Required action —
Restate word for word the entries below, starting with the line with "passes, and no" and continuing through the line with "Neither path appears". Include both of those lines and no others.

Provided information —
PR #4438, opened 2026-08-10
feat(melious): add Melious provider with 56 models

pvdspek:
Adds [Melious](https://melious.ai) (Melious AI GmbH), a European relay for open-weight models with an OpenAI-compatible endpoint at `https://api.melious.ai/v1`.

## What's here

| | |
| --- | --- |
| `providers/melious/` | `provider.toml`, `logo.svg`, and **56** model entries — 49 chat + 7 embedding |
| `models/` | 16 new lab metadata entries, needed as `base_model` targets |
| `labs/` | descriptions for 5 new labs; logos for 3 of them |

Every provider entry uses `base_model` and is override-only. New labs: `nousresearch`, `hcompany`, `baai`, `intfloat`, `sentence-transformers`.

## Sources

- Model IDs, capabilities, context windows, release dates, cutoffs: `https://melious.ai/hub/models/<id>` (SSR payload), accessed 2026-08-10
- Pricing: same hub pages, plus <https://melious.ai/pricing>
- API shape, auth, routing: <https://melious.ai/docs/get-started/openai-sdk> and <https://melious.ai/docs/concepts/routing>

### Pricing: which figure I used

Melious publishes two prices per model, and they disagree for 8 of 49 chat models. I used the **hub `balanced`-route price**, because a bare model ID resolves to `balanced` — that is what you are billed when you call `model="gpt-oss-120b"`. The `/pricing` rate card agrees for the other 41.

The sharpest divergence is `gpt-oss-120b`: rate card €0.04/€0.20 vs `balanced` €0.22/€0.66. Happy to switch these 8 to the rate card if maintainers prefer the published table as the canonical figure.

**All costs are USD/MTok**, converted from EUR at **1.1535 USD/EUR** — the [ECB euro reference rate for 2026-08-07](https://www.ecb.europa.eu/stats/policy_and_exchange_rates/euro_reference_exchange_rates/html/index.en.html) (last publication before 2026-08-10; ECB publishes on working days only). Rate and date are recorded in a leading comment in every model file.

`cost.cache_read` is set where Melious charges a discounted cached-prompt rate. Note their docs say prompt caching is billed but not user-controllable — there is no cache-control knob in the API.

### Scope

Only models listed on <https://melious.ai/hub/models> are included. `apertus-70b` appears on the `/pricing` rate card but has no hub page (404, and absent from all 64 hub listings), so it is left out. Image and audio models are excluded — they price per-image and per-minute, which the `cost` schema does not express. `models/swiss-ai/apertus-70b.toml` is untouched.

### Reasoning options

Melious documents exactly one reasoning control: `reasoning_effort` ("Use `reasoning_effort: high` when you want them to think harder, `low` to keep it quick"). There is **no** reasoning on/off field and **no** reasoning budget field, so no entry uses `toggle` or `budget_tokens`. For hybrid models, `none` in the effort list carries "thinking disabled". Granularity per model follows the underlying model plus same-surface OpenAI-compatible relays already in this repo (`greenpt`, `cortecs`, `scaleway`). `[]` is used only where peer entries agree there is no caller-side control — never as a stand-in for uncertainty.

`preset: reasoning|non_reasoning` is a routing control, not a reasoning control, so it is not modelled as a `reasoning_option`.

### Lab logos

`baai` and `nousresearch` come from [lobe-icons](https://github.com/lobehub/lobe-icons) (MIT); `hcompany` is the official mark from `hcompany.ai`. All normalised to `currentColor`, no fixed `width`/`height`, square viewBox.

`intfloat` and `sentence-transformers` ship **no** logo: `intfloat` is an individual's Hugging Face handle with no brand mark, and `sentence-transformers` has no SVG anywhere (only `_static/logo.png` on sbert.net). Both fall back to the default logo, matching the existing behaviour of 10 other logo-less labs. I did not want to trace bitmaps into fake vectors.

`LAB_NAME_OVERRIDES` in `packages/web/src/render.tsx` gains 4 entries — without them `labName()` title-cases the directory id and the pages render "Nousresearch", "Hcompany", "Baai", "Intfloat".

## Test plan

- [x] `bun validate` — exits 0
- [x] `bun test` — 164 pass, 4 fail; all 4 fail identically on a clean `dev` checkout (2 DeepInfra sync assertions, 2 missing `packages/sdk/src/snapshot.js` build artifact). Unrelated to this change.
- [x] `cd packages/web && bun run build` — exits 0; `/providers/melious` renders, all 5 `/labs/<id>` pages render with correct display names, `dist/logos/melious.svg` and the 3 lab logos are emitted
- [x] Generated `_api.json` contains 56 Melious models; every `base_model` resolves; every resolved model has `limit.context` + `limit.output`, and no `limit.output`/`limit.input` exceeds its `context`
- [x] Every model with `reasoning = true` has `reasoning_options`; none set it with `reasoning = false`
- [x] Lab logos checked visually at 20/24/32/48/72 px

### Reviewer notes

Two judgement calls worth a look:

1. **`labs/nousresearch/logo.svg` is 19.7 KB** — 5× the largest existing lab logo. It is their real mark from the MIT icon set, but densely traced: legible at 48 px+, muddy at 24 px. Easy to drop for the fallback if that is preferred.
2. **`structured_output = true` on 18 entries** where the lab metadata is silent and Melious reports support. These are additions rather than restatements of base values, but say the word if provider files should stay quieter.


pvdspek:
Thanks — the "no mapped evidence for the effort enums" item (the `[low]` one) was the right thread to pull, and it turns out to invalidate most of the specific fixes proposed above it. Pushed in f05c753c6.

## The missing evidence

I had been reasoning from the prose in `/docs/concepts/models` ("Use `reasoning_effort: high` … `low` to keep it quick"). There is a proper request schema at **<https://melious.ai/docs/reference/chat-completions>**, which states:

> **Reasoning**
> | Parameter | Type | Default | Description |
> | --- | --- | --- | --- |
> | `reasoning_effort` | string | model default | `"low"`, `"medium"`, `"high"` for reasoning models. Ignored by non-reasoning models. |

That is the complete reasoning surface. The page has **zero** occurrences of `thinking`. No `thinking.type`, no `enable_thinking`, no `thinking_budget`, no `reasoning` object. `preset` is listed under "Melious-specific" and takes `reasoning`/`non_reasoning` to bias *routing* — it is not a thinking switch.

## What I fixed

You were right that I invented values. `none` and `max` are not in this host's enum, and I had narrowed several models to `["none","high"]` or `["none","low","medium"]` with nothing backing it. All 34 reasoning models now carry exactly:

```toml
reasoning_options = [{ type = "effort", values = ["low", "medium", "high"] }]
```

`provider.toml` now records the wire field, its accepted values, and the reference URL in the leading comment block, per the AGENTS.md rule that sync keeps only a leading header.

## Where I don't think the suggested fix holds

Most action items ask for `{ type = "toggle" }` (Gemma 4, GLM 4.7/5/5.1, DeepSeek V3.1/V3.2/V4, Kimi K2.5/K2.6, MiniMax-M3, Nemotron, Qwen hybrids) or `budget_tokens` (Qwen). Those are the **lab-native** shapes, and Melious does not forward them — it flattens everything to `reasoning_effort`. Authoring them here would describe a request this endpoint does not accept, and AGENTS.md rules that out from both directions:

- *"Never invent `budget_tokens` unless this host (or the lab API it clearly proxies) has a real reasoning budget field."* Melious has none.
- *"Every `toggle` needs a leading top-of-file comment with the exact wire path."* There is no wire path to cite, because there is no toggle field.

The relay guidance to "copy the underlying model's controls" is about **granularity**, not about pasting the lab's field names onto a host that doesn't expose them. On this surface the graded enum *is* the whole control, which is why it comes out uniform: the flattening is a real property of the host, not a gap in research.

Two knock-on points:

- **`kimi-k2.7-code` "contradicts lab `[]`".** Under this schema `[]` would be the wrong claim — `[]` means no caller control, and `reasoning_effort` is accepted for reasoning models here. The 6 entries I had at `[]` (R1-0528, MiniMax M2.5/M2.7, Qwen3-Next-Thinking, both Hermes) were understating the host and are now L/M/H too.
- **GLM-5.2 "omits `max`".** Correct that Z.AI natively has `max`; it is not in Melious's enum, so it cannot be authored here.

If a maintainer would rather this host report `[]` where the upstream control is genuinely binary, I'll make that change — but `toggle`/`budget_tokens` would misdescribe the API.

## `bge-large-en-v1.5` context — good catch, dropped

The 8192 came from Melious's hub payload, but BGE Large EN v1.5 is hard-capped at 512 positions, so 8192 cannot be real. Override removed; it inherits the lab's 512.

Auditing the rest on the same principle — trust a host cap *below* the model's architectural maximum, distrust one above it — turned up one more: **`qwen3-embedding-8b`**, where the hub claims 41000 against a native 32768. Also dropped. Both files carry a leading comment recording the hub figure and why it isn't used, so a future sync doesn't reinstate it.

The remaining upward overrides check out as genuine: DeepSeek R1-0528/V3.1/V3.2 at 164000 matches DeepSeek's 163840 `max_position_embeddings` (the lab entries under-report), and `qwen3-next-80b-a3b-thinking` at 262144 is Qwen3-Next's native window.

`bun validate` passes on the current base.

pvdspek:
This round landed — all six reasoning items were right, and I've adopted them plus one more the sweep turned up. Pushed in 56a1aeac1.

## Reasoning options

My previous blanket `low|medium|high` overreached. The API only *accepts* that enum; it does not follow that every reasoning model has a dial for it to drive. I verified every citation in this repo, and the first-party lab hosts are decisive:

| model | first-party entry | its options |
| --- | --- | --- |
| `kimi-k2.7-code` | `providers/moonshotai/models/kimi-k2.7-code.toml` | `[]` |
| `minimax-m2.5` | `providers/minimax/models/MiniMax-M2.5.toml` | `[]` |
| `minimax-m2.7` | `providers/minimax/models/MiniMax-M2.7.toml` | `[]` |
| `deepseek-r1-0528` | `providers/deepseek/models/deepseek-reasoner.toml` | `[]` |

If the lab that built the model offers no effort control on its own API, a relay cannot invent one — `reasoning_effort` would be accepted at the edge and dropped downstream. Set to `[]`:

- **`deepseek-r1-0528`**, **`minimax-m2.5`**, **`minimax-m2.7`**, **`kimi-k2.7-code`** — first-party `[]` as above.
- **`qwen3-next-80b-a3b-thinking`** — `providers/alibaba/models/qwen3-next-80b-a3b-thinking.toml` exposes `budget_tokens` only, no effort grades; Melious has no budget field. OpenRouter authors `[]`.
- **`hermes-4-405b`**, **`hermes-4-70b`** — system-prompt steered; OpenRouter models it as `toggle`, which this host has no wire field for. (Reinstates what commit 1 had, which you correctly noted I'd regressed.)

`kimi-k2.7-code` is the one I'd have missed from the earlier round — thanks for pinning it to the first-party file.

Each of the seven carries a leading comment naming the baseline it follows.

### Why the other 27 keep `low|medium|high`

The line is whether a **dial exists upstream at all**, not whether its shape matches:

- `[]` — no dial: always-on reasoners, or the only upstream control is one this host cannot express.
- `effort low|medium|high` — a dial exists (on/off or graded), and effort is the only one Melious exposes. Covers DeepSeek V3.x/V4, GLM, Gemma 4, Kimi K2.5/K2.6/K3, MiniMax-M3, Nemotron, the Qwen3 hybrids, Mistral, and gpt-oss.

That keeps `toggle`/`budget_tokens` out of the files, since neither field exists on this API, while not claiming graded control where nothing is controllable. `gpt-oss-120b`/`20b` are the clearest case for keeping effort — graded reasoning effort is native to gpt-oss and every peer in this repo authors `low|medium|high`.

## Lab metadata — one real, one already resolved

**`models/meta/llama-3.1-8b-instruct.toml`: fixed.** The remaining diff was a single additive `[[links]]` model-card block — it did not change any fact (context `128_000` and the name were already dev's, inherited through the merge). Still, a provider PR shouldn't touch shared lab metadata, so I reverted the file to dev's exact blob. `models/` changes in this PR are now **additions only**, 14 new files, zero modifications.

**`models/alibaba/qwen3-vl-235b-a22b-instruct.toml`: already resolved before this review.** dev added it while the PR was open; the merge in 699125c66 hit an add/add conflict and I took dev's version wholesale. It is byte-identical — same blob `f6d7739a` on both sides, and it does not appear in `git diff origin/dev...HEAD` at all. The facts quoted in the finding (context `131_072`, `text`+`image`) are the values this PR ships, because they are dev's. Taking that version is also what made two Melious overrides redundant, which is why they were dropped in d390471f2.

`bun validate` passes.

pvdspek:
Applied the limit and capability items in 31974445f. The two `[high]` items are already satisfied on the branch — details at the end.

## `limit.output` — you were right, and this found a field I had missed

The hub payload's `parameters` block carries a `max_tokens` next to `context_window`:

```
parameters: { top_p: .95, max_tokens: 8192, temperature: .15, context_window: 200000 }
```

My original scrape only read `context_window`, so `limit.output` was a mechanical clamp to the served context (to avoid inheriting a lab output larger than the overridden context) rather than the host's real cap. Where the hub publishes `max_tokens`, that clamp was badly wrong:

| model | was | now | source |
| --- | --- | --- | --- |
| `devstral-2-123b-instruct-2512` | 200 000 | **8 192** | `parameters.max_tokens` |
| `nemotron-3-nano-30b-a3b` | 128 000 | **8 192** | `parameters.max_tokens` |

Only 4 of 56 models publish the field. The other two are the E5 embedders, where it just echoes context and `output = 1` is the repo convention (matching `providers/google/models/gemini-embedding-001.toml`), so those are unchanged.

**`kimi-k2.5` is a fourth instance of the same pattern that the review did not flag.** It shipped `output = 256_000` from the same clamp. It and `mistral-medium-3.5-128b` publish no `max_tokens`, so capping at the served context remains the only defensible value — both now carry a leading comment saying exactly that, so it no longer reads as a hub figure.

## `qwen3-coder-next` structured_output

The flip is correct — the hub reports `capabilities.structured_output = false` for this ID against the lab's `true` — and the file now cites that flag in its leading comment.

While confirming it I re-scraped all 56 hub pages and cross-checked the whole provider:

- **18/18** `structured_output` overrides match the hub exactly, no mismatches.
- **24/24** `context` overrides match the hub's served deployment context exactly.

`bun validate` passes, and no resolved model has `limit.output` exceeding `limit.context`.

## The two `[high]` lab-metadata items

These are already resolved on the branch; both files are byte-identical to base:

```
models/meta/llama-3.1-8b-instruct.toml         base=ff2584e0  head=ff2584e0
models/alibaba/qwen3-vl-235b-a22b-instruct.toml base=f6d7739a  head=f6d7739a
```

Neither path appears in `git diff origin/dev...HEAD`, and `models/` in this PR is **additions only** — 14 new files, zero modifications. `models/meta/llama-3.1-8b-instruct.toml` was reverted to base's exact blob in 56a1aeac1, and `models/alibaba/qwen3-vl-235b-a22b-instruct.toml` was resolved to base's version when the merge in 699125c66 hit an add/add conflict.

The values quoted in the finding (`context = 131_072` plus a license for Llama; `video` and `context = 262_144` for Qwen-VL) come from the first commit in the series, which later commits reverted. The review appears to be reading the cumulative patch series rather than the net diff — consistent with the phrasing *"Patch 3 already assumes the base 128k lab entry."* So there is no path left to drop; the requested end state is what the branch already ships.

Happy to squash the branch if you'd prefer no intermediate commit to have touched shared lab metadata at all — just say so and I'll force-push a cleaned history.

pvdspek:
Superseded by #5047 — closing this one.

Same final content, squashed onto current `dev` as a single commit. The automated reviewer reads the cumulative patch series rather than the net diff, so the two lab-metadata findings kept resurfacing against the first commit in this branch even though later commits reverted them and the files were byte-identical to base. Squashing removes that ambiguity: `models/` in #5047 is additions only, and neither `models/meta/llama-3.1-8b-instruct.toml` nor `models/alibaba/qwen3-vl-235b-a22b-instruct.toml` appears in the diff at all.

All review feedback from this thread is carried over — the `reasoning_effort` wire format and the seven `[]` entries, `limit.output` from the hub's `parameters.max_tokens`, the dropped over-max context overrides on `bge-large-en-v1.5` and `qwen3-embedding-8b`, and the cited `structured_output` flip on `qwen3-coder-next`. Thanks for the passes here.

Answer to this exercise —
`bun validate` passes, and no resolved model has `limit.output` exceeding `limit.context`.

## The two `[high]` lab-metadata items

These are already resolved on the branch; both files are byte-identical to base:

```
models/meta/llama-3.1-8b-instruct.toml         base=ff2584e0  head=ff2584e0
models/alibaba/qwen3-vl-235b-a22b-instruct.toml base=f6d7739a  head=f6d7739a
```

Neither path appears in `git diff origin/dev...HEAD`, and `models/` in this PR is **additions only** — 14 new files, zero modifications. `models/meta/llama-3.1-8b-instruct.toml` was reverted to base's exact blob in 56a1aeac1, and `models/alibaba/qwen3-vl-235b-a22b-instruct.toml` was resolved to base's version when the merge in 699125c66 hit an add/add conflict.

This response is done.